Exercise: Return every line from the records below with the string "Kilo".

(Records supplied begins)

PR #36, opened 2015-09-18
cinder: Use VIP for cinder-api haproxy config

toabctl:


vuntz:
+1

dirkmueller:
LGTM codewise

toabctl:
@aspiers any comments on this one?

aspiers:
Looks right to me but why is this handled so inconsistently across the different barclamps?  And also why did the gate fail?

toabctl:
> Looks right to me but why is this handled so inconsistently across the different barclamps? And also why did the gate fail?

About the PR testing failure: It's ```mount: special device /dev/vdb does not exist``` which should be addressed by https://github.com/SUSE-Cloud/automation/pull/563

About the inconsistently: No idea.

(Records supplied ends)
(Records supplied begins)

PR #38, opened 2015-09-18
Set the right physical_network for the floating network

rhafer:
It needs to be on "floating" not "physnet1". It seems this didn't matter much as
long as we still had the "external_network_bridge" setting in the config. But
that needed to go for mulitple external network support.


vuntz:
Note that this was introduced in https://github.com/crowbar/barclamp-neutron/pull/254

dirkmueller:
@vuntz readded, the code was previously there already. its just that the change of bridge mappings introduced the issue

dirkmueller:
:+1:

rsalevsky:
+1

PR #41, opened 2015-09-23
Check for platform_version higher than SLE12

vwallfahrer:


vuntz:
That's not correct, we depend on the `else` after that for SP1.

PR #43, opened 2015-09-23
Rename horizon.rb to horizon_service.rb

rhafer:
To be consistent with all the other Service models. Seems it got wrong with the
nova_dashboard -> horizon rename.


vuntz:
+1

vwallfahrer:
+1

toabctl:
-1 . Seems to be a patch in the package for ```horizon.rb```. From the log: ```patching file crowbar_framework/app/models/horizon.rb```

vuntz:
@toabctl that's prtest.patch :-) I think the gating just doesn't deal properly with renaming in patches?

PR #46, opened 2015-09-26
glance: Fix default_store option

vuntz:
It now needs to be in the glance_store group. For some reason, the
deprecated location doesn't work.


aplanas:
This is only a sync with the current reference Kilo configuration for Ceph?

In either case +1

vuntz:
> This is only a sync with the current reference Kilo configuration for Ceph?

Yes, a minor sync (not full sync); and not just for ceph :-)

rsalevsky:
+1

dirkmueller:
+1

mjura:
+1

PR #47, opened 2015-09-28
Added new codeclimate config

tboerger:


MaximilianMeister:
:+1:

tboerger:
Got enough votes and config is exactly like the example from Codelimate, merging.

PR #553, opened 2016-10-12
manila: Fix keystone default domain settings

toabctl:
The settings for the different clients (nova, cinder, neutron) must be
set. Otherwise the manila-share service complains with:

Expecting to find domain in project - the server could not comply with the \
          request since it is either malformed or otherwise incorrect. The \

(Records supplied ends)
(Records supplied begins)

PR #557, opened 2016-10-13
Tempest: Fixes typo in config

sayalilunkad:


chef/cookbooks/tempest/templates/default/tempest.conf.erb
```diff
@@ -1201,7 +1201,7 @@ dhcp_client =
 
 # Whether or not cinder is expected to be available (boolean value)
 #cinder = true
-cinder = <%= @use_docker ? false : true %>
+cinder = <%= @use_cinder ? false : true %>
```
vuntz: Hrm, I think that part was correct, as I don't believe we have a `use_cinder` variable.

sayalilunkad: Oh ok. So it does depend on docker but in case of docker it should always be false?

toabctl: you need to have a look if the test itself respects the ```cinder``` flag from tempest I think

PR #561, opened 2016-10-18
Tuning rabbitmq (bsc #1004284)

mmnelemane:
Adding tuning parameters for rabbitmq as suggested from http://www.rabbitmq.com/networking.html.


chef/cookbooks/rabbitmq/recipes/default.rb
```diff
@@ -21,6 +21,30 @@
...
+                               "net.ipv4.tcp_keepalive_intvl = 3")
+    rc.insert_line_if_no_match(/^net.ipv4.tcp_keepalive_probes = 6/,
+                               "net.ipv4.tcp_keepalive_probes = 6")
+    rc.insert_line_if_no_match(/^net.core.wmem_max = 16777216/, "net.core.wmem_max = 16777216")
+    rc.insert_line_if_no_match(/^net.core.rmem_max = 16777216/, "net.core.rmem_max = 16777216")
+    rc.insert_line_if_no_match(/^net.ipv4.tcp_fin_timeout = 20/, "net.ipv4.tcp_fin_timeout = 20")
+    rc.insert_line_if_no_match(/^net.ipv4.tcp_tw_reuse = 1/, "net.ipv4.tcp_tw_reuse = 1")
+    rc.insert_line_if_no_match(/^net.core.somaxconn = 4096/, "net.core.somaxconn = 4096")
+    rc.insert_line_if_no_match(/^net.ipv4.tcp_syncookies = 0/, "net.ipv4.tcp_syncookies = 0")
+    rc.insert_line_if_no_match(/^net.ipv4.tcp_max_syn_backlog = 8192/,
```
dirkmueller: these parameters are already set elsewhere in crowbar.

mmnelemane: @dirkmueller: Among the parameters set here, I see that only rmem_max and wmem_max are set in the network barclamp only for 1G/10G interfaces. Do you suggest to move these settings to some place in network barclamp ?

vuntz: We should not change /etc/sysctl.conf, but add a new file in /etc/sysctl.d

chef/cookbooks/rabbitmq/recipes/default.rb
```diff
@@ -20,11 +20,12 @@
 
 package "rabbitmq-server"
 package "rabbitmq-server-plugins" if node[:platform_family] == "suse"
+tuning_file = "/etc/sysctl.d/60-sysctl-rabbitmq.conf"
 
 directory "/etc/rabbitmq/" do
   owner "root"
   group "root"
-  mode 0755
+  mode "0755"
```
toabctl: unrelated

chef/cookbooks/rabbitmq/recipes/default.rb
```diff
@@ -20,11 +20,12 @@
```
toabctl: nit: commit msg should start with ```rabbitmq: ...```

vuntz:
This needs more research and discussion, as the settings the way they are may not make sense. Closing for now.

(Records supplied ends)

Task result:
This is only a sync with the current reference Kilo configuration for Ceph?
> This is only a sync with the current reference Kilo configuration for Ceph?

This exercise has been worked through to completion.